Zola, having completed the Rougon-Macquart, was at a bit of a loss of what to do next. A series of controversial anti-clerical novels followed. However he was most famous at this time for his role in the Dreyfus case. Essentially Dreyfus, an upright but standoffish Jewish army officer, was made a scapegoat by aristocratic army officers unjustly accused of espionage. Zola liked a good fight and had an eye for self-publicity but the Hitchcockian scenario of a man accused of a crime he had not committed would have appealed to his humanitarian sentiments. The series of deliberate forgeries and the extensive cover up by the military revealed the extent of anti-semitism in France and Zola’s forthright support of an unpopular cause made him the most hated man in France virtually overnight. The death threats and persistent mobbing sent Zola into temporary exile but Dreyfus was ultimately exonerated although Zola never regained his former popularity.
The experience further radicalised Zola, perhaps because of the staunch support given Zola during the Dreyfus case by the French leftwingers, and within a few years he became viewed as a socialist. His political views in this period can be particularly seen in Travail (work). Based on the Fourierist (utopian socialist) ideas he came into contact with at the turn of the century, Travail is Zola’s only work of science fiction and depicts a harmonious society without government or classes, where free love reigns and religion has died away. Travail is far from being the French News From Nowhere however. Zola’s brave new world originates in local experiment rather than revolution and is based on the voluntary (!) cooperation of capital and labour. Unlike earlier utopian socialist schemes, the Travail commune is based on a steelworks rather than agriculture but the Fourierist origins are still rather obvious – the commune is termed the Crècherie, not much different from Fourier’s five fingered phalanstery.
Zola was found dead of carbon monoxide poisoning in his flat in Paris on 29 September 1902. There have been persistent rumours of a deliberately blocked chimney and the death was certainly odd. If it was murder, demise at the hands of the anti-Dreyfusards in the cause of justice would have been no shameful death.

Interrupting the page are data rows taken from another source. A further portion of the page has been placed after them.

PR #3379, opened 2023-05-30
Remove SFC

sequencer:
This PR removes the entire usage to `SFC`, some annotation still remains, but no transforms/stage exist. This will pave the path to Chisel5 support. 

**Impact**: API modification

**Release Notes**
Drop support to legacy SFC APIs


ZenithalHourlyRate (approved):

ZenithalHourlyRate:
Extra note on this PR in case someone bisected:

1. This breaks the `make` workflow for the dev branch
2. The `mill` flow (usage demoed in github actions) currently does not support `repl-seq-mem` so the RAM generated is only for emulator, and Xilinx FPGA BRAM inference will fail. If you need to bring rocket to FPGA, try master branch.

PR #3389, opened 2023-06-16
TLB: must_alloc swapped AMO Logical/Arithmetic

ingallsj:
**Related issue**: 

**Release Notes**
TLB: swap back so that `must_alloc` is decided by for the `amo_logical` term based on `!supportsLogical`, and similarly for `amo_arithmetic` based on `!supportsArithmetic`.

In practice, we don’t think this bug in the generator ever manifested in practice, because these supportsLogical and supportsArithmetic have always been the same in Diplomacy as far as we can recall.


aswaterman (approved):

sequencer:
Oh my...
Seems to be a long time standing performance issue...

ZenithalHourlyRate:
@mergifyio backport master

PR #3391, opened 2023-06-16
Zmmul: Multiply without Divide Extension

nananapo:

**Release Notes**

This PR is to add Zmmul extension on the rocket-chip.
This adds a new Config `WithMulDivWithoutDiv` and a new parameter `useMulDivWithoutDiv` in CoreParams.

When `usingMulDivWithoutDiv` is true, MulDivParams.divUnroll is replaced with 0 to disable div logic of MulDiv. And div/rem instruction is not included in a decode table.


src/main/scala/tile/Core.scala
```diff
@@ -30,6 +30,7 @@ trait CoreParams {
   val useCryptoSM: Boolean
   val useRVE: Boolean
   val useConditionalZero: Boolean
+  val useMulDivWithoutDiv: Boolean
```
ZenithalHourlyRate, line 33: context: We had some prior private communication.

After seeing the code things become more clear to me, It seems that `useMulDivWithoutDiv` can be merged into `MulDiv` by setting `divUnroll = 0` instead of a standalone option?

I favor this simple way. And for the exposed interface to the end user, he/she only needs to use some config like `WithoutDiv` and that config will set `divUnroll = 0`

But this is tricky as `divUnroll == 0` has two purpose for developer now

1. Zmmul, namely turning off div.
2. Alternative divider impl suggested in #1228

src/main/scala/tile/BaseTile.scala
```diff
@@ -118,6 +118,7 @@ trait HasNonDiplomaticTileParameters {
       Option.when(tileParams.core.useBitManip)(Seq("zbs")) ++
       Option.when(tileParams.core.useCryptoNIST)(Seq("zknd", "zkne", "zknh")) ++
       Option.when(tileParams.core.useCryptoSM)(Seq("zksed", "zksh")) ++
+      Option.when(tileParams.core.mulDiv.nonEmpty && tileParams.core.useMulDivWithoutDiv)(Seq("zmmul")) ++
```
ZenithalHourlyRate, line 121: 1. `zmmul` should be placed after `zihpm` instead of appending to the end

2. Some interesting thing: `rv32imac_zmmul` is a valid ISA string.

src/main/scala/subsystem/Configs.scala
```diff
@@ -382,6 +382,16 @@ class WithoutMulDiv extends Config((site, here, up) => {
   }
 })
 
+class WithMulDivWithoutDiv extends Config((site, here, up) => {
+  case TilesLocated(InSubsystem) => up(TilesLocated(InSubsystem), site) map {
+    case tp: RocketTileAttachParams => tp.copy(tileParams = tp.tileParams.copy(
+      core = tp.tileParams.core.copy(
+        mulDiv = Some(MulDivParams(mulUnroll = 8)),
```
ZenithalHourlyRate, line 389: Should not set mulUnroll here.

ZenithalHourlyRate (commented):
Overall good to me! Though the software design for enabling Zmmul needs further discussion, including the config name. `WithMulDivWithoutDiv` seems confusing.

Could you demo with an emulator that a div instruction will cause illegal instruction exception in this config?

Could you add an arch-test CI for zmmul?

src/main/scala/tile/Core.scala
ZenithalHourlyRate: After discussion with Jerry, it is concluded that adding another option inside `MulDivParams` like `divUnroll: Option[Int]` or (`divUnroll: Int` and `divEnable: Boolean = true`) should be used, instead of another boolean in `CoreParams`. The later way is prefered as it wont break compatibility.

ZenithalHourlyRate (changes requested):
Other parts look good to me!

src/main/scala/rocket/Multiplier.scala
```diff
@@ -29,6 +29,7 @@ class MultiplierIO(val dataBits: Int, val tagBits: Int, aluFn: ALUFN = new ALUFN
 case class MulDivParams(
   mulUnroll: Int = 1,
   divUnroll: Int = 1,
+  divEnabled: Boolean = false,
```
ZenithalHourlyRate, line 32: This should default to true.

src/main/scala/tile/BaseTile.scala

Zola’s work is difficult to summarise. Despite the self-applied labels of ‘Realism’ or ‘naturalism’ there is much that is unrealistic and unnatural about his novels. But art is not a mirror and the ability to create characters larger than life and the extensive use of allegories and symbolism inject an epic tone into the drab real life world comparable with the Coen Brothers films. The melodrama and seemingly endless descriptive passages are perhaps not much to today’s taste, but are preferable to the insipid ‘chick lit’ of modern times. Although some of his work was created purely for entertainment purposes, Zola’s main aim was to use the form of the novel to raise awareness of social problems: “My novels have always been written with a higher aim than merely to amuse. I have so high an opinion of the novel as a means of expression that I have chosen it as the form in which to present to the world what I wish to say on the social, scientific, and psychological problems that occupy the minds of thinking men” (quoted in EA Vizetelly’s Zola in England). As such works such as Germinal were greatly successful at the time, although are perhaps now a little dated. Perhaps the main lesson to be drawn from Zola is that the best form of propaganda is that which is not seen as propaganda – a maxim we would all do well to pay attention to.